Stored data
----
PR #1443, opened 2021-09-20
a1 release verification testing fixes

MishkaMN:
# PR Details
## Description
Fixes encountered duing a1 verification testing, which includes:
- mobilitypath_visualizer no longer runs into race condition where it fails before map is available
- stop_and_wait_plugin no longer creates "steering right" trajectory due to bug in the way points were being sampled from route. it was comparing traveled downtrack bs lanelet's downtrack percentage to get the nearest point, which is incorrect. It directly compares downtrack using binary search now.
----
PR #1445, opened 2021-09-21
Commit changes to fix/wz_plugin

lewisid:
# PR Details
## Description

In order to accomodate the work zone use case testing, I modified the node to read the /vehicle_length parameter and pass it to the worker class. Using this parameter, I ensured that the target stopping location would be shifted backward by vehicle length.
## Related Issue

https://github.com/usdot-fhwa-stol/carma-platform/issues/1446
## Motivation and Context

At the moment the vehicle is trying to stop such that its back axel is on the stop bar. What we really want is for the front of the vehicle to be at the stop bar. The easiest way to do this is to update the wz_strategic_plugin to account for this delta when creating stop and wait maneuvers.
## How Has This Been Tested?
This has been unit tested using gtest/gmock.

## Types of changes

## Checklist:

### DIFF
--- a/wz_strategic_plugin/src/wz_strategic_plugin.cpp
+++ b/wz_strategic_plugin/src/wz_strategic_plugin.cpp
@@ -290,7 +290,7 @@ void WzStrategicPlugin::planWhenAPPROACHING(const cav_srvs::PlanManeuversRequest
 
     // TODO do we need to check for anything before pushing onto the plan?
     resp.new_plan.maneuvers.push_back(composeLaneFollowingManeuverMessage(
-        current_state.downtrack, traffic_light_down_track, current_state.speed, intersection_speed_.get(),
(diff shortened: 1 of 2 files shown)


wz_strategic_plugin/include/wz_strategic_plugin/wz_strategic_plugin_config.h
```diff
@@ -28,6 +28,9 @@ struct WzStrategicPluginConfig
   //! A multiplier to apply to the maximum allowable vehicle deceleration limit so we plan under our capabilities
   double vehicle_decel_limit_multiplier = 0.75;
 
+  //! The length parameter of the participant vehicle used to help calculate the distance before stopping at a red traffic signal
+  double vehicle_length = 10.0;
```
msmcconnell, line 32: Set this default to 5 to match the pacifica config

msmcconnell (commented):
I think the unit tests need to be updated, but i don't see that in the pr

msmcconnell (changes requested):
----
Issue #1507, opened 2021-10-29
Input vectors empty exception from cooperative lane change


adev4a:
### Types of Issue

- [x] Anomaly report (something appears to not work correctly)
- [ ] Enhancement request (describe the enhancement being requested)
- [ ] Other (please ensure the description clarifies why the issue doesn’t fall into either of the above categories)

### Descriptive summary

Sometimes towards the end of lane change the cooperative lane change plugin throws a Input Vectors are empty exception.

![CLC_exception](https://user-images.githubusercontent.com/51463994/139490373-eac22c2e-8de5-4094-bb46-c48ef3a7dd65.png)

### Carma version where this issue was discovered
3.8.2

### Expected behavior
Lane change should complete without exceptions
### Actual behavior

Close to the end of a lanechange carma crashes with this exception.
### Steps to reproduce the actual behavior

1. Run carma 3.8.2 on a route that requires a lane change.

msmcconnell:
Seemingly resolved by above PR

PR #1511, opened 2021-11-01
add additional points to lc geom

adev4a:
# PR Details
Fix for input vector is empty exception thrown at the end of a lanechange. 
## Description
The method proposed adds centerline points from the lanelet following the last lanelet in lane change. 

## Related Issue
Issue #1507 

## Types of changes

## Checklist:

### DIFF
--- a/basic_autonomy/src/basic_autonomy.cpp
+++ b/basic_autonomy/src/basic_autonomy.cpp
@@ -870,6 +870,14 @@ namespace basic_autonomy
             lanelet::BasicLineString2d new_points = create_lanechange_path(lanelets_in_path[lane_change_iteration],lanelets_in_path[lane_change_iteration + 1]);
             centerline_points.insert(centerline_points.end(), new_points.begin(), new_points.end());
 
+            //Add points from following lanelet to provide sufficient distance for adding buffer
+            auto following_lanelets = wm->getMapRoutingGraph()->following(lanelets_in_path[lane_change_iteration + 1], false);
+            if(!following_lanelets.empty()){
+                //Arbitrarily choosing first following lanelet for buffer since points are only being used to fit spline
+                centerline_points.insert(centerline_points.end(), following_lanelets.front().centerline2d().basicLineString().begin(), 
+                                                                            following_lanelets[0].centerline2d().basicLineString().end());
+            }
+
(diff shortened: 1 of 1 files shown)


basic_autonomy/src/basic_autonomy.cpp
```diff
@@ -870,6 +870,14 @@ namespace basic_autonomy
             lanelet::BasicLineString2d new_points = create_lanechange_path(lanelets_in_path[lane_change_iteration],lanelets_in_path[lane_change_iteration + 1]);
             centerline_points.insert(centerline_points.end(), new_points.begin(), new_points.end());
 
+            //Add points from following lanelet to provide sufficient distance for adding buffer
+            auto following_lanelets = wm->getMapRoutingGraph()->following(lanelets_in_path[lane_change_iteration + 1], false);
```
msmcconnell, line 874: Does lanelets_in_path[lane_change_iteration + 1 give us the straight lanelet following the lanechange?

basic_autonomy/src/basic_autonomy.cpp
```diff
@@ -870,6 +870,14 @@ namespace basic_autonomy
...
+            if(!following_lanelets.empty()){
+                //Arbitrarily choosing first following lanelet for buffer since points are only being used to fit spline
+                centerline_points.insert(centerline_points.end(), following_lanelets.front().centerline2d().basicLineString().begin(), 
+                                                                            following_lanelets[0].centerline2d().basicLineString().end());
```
----
GOAL OF THE EXERCISE: Collect the lines of the records that include the string "double".

SOLUTION FOR THIS TASK:
   double vehicle_decel_limit_multiplier = 0.75;
+  double vehicle_length = 10.0;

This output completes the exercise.